Wednesday, 31 July 2013

How to Deal with Customers When you’re Not in Charge

If you work in an environment where you have lots of regular customers and therefore can build relationships with them then it may be that you become ‘preferred’ by these customers. Generally speaking this quality emanates from you and other customers in the establishment will see that you are liked which translates into being competent, friendly, willing to help and therefore good at your job and the person to speak to if they have an issue.

Therefore you may find yourself in the situation where a customer approaches you with an enquiry but you are not the most senior member of staff on duty and therefore you do not have the authority to assist the customer in the way they desire. The obvious thing to do is to simply explain this fact and pass the customer over to your superior and allow them to assist with the problem.

This can cause problems in more than one sense though. It can cause an atmosphere with your superior because although it may not necessarily be that you are more competent than they, but you are more appealing to customers than they are and therefore appear to be more competent. Additionally, if you have an unhappy customer who has approached you because they need an issue rectified but all you can do is pass them on to somebody else; you may find them even more upset than they were previously.

Obviously not the result you were looking for. So it all comes down to your attitude and using your tone of voice and demeanour as a whole to regulate the customer’s mind-set and ensure that their patience levels remain unaffected by the delay in having their enquiry dealt with.

Your attitude will also help with work colleagues; being competent will leave your superiors grateful to have you on their team. Being overly-competent, as in arrogant, can make lower morale and cause an almost endless and irreversible set of problems between you and your colleagues. However, while it is industry and role dependent, the key has to be keeping a level attitude and always striving to put the customer first. Then you are covered by this argument; not in terms of it being used as a shield but so that you have a solid reason behind out-performing your colleagues and putting the customers first can never be bad for business.

One company who strive to offer service such as this is Orange. Whether it is in the shop or over the phone, all Orange employees look to provide the best customer service possible. Contact their customer services department via the Lloyds TSB customer service. For more information on the skills required to work in customer services, read our Ezine page.

Thursday, 4 July 2013

Interlinked Customer Services

So many companies these days offer more than one service, i.e. a mobile phone provider will also supply landline and broadband services. This, in theory, makes the customers lives easier because they can have one standing direct debit leaving their account each month and receive all the services they require. However, this often means that said company’s customer service departments are also combined which may not give you the best quality of service possible.

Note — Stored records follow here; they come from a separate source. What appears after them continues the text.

PR #182, opened 2018-10-28
remove deprecated functions

pmazzini:

PR #189, opened 2018-11-07
bsdp: Fix client to not use deprecated functions

get9:
Fixes the bsdp client to not use deprecated functionality; instead,
reuse parts of dhcpv4.Client and implement only the BDSP transaction
logic (effectively overloading the client.Exchange method).

### DIFF
--- a/dhcpv4/bsdp/client.go
+++ b/dhcpv4/bsdp/client.go
@@ -2,21 +2,26 @@ package bsdp
 
 import (
 	"errors"
+	"time"
 
 	"github.com/insomniacslk/dhcp/dhcpv4"
 )
 
 // Client represents a BSDP client that can perform BSDP exchanges via the
 // broadcast address.
-type Client dhcpv4.Client
+type Client struct {
+	ReadTimeout, WriteTimeout time.Duration
+	dhcpv4.Client
+}
 
 // NewClient constructs a new client with default read and write timeouts from
 // dhcpv4.Client.
-func NewClient() *Client {
-	c := dhcpv4.NewClient()
+func NewClient(readTimeout, writeTimeout time.Duration) *Client {
 	return &Client{
-		ReadTimeout:  c.ReadTimeout,
-		WriteTimeout: c.WriteTimeout,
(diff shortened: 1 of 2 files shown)


pmazzini:
This is similar to what I started doing in PR #182.

dhcpv4/bsdp/client.go
```diff
@@ -2,21 +2,26 @@ package bsdp
...
+type Client struct {
+	ReadTimeout, WriteTimeout time.Duration
+	dhcpv4.Client
+}
 
 // NewClient constructs a new client with default read and write timeouts from
 // dhcpv4.Client.
-func NewClient() *Client {
-	c := dhcpv4.NewClient()
+func NewClient(readTimeout, writeTimeout time.Duration) *Client {
```
pmazzini: We were previously using the default here when creating a new client. Is there any reason to change that?

get9:
Ah yeah, that's what I get for not checking open PR's...

dhcpv4/bsdp/client.go
get9: I couldn't come up with a good way to try and share code from `dhcpv4.Client` with `bsdp.Client`. Effectively all I want to do is overwrite the `Client.Exchange` method, but Go doesn't really let me do that in an easy way. The cleanest way I figured was type-embedding a `dhcpv4.Client` inside a `bsdp.Client`, but I'd still like to pass the read/write timeouts directly to the client. A constructor is the only easy way of doing so.

insomniacslk: I agree with @pmazzini, I feel more beneficial to make Client public here. The default constructor in my opinion should only offer arguments for things that are necessary to the transaction and for which there are no sane defaults, which is not the case for timeouts

pmazzini:
It would be nice to get this merged to remove the deprecated functions. @get9 Can the default client constructor be changed?

pmazzini:
I took care of it in #182, which also removes the deprecated functions.

pmazzini:
I think this can be closed.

Most often when you connect to these companies’ telephone lines you will be immediately connected to an automated menu that requests customers to select the option that is closest to your enquiry. This allows them to connect you to the correct department but there is some scepticism among customers about whether there are actually different departments or whether it is just a tactic for delaying customers while an assistant becomes available. This is not a cynical view; it’s a logical tactic – keeping the customer interacting with the phone, for a limited amount of time, prevents them from being on-hold for great lengths of time which aggravates customers.

Call centre staff are trained to deal with all sorts of enquiries and people and there is a stigma around call centres and how frustrating they are for customers so often before there has even been any communication between the company and the customer. The customer service assistants therefore need to be extremely calm people who can remain thus even when they are dealing with customers unwilling to listen or cooperate. This can only be worsened if the customer finds that they have been connected through to the wrong department which can happen when these major companies do not have separate departments with individually trained staff.

Also, the stigma around call centres often includes the customer service assistants not actually having any significant knowledge on any of the products and services offered by the company and simply attempting to answer all of your enquiries from a planned script. This means customers rarely get the answer they were looking for but do get a lot of superfluous information that is spurted at them by the customer service assistant as they endeavour to find the correct answer without admitting that they don’t know off the top of their heads.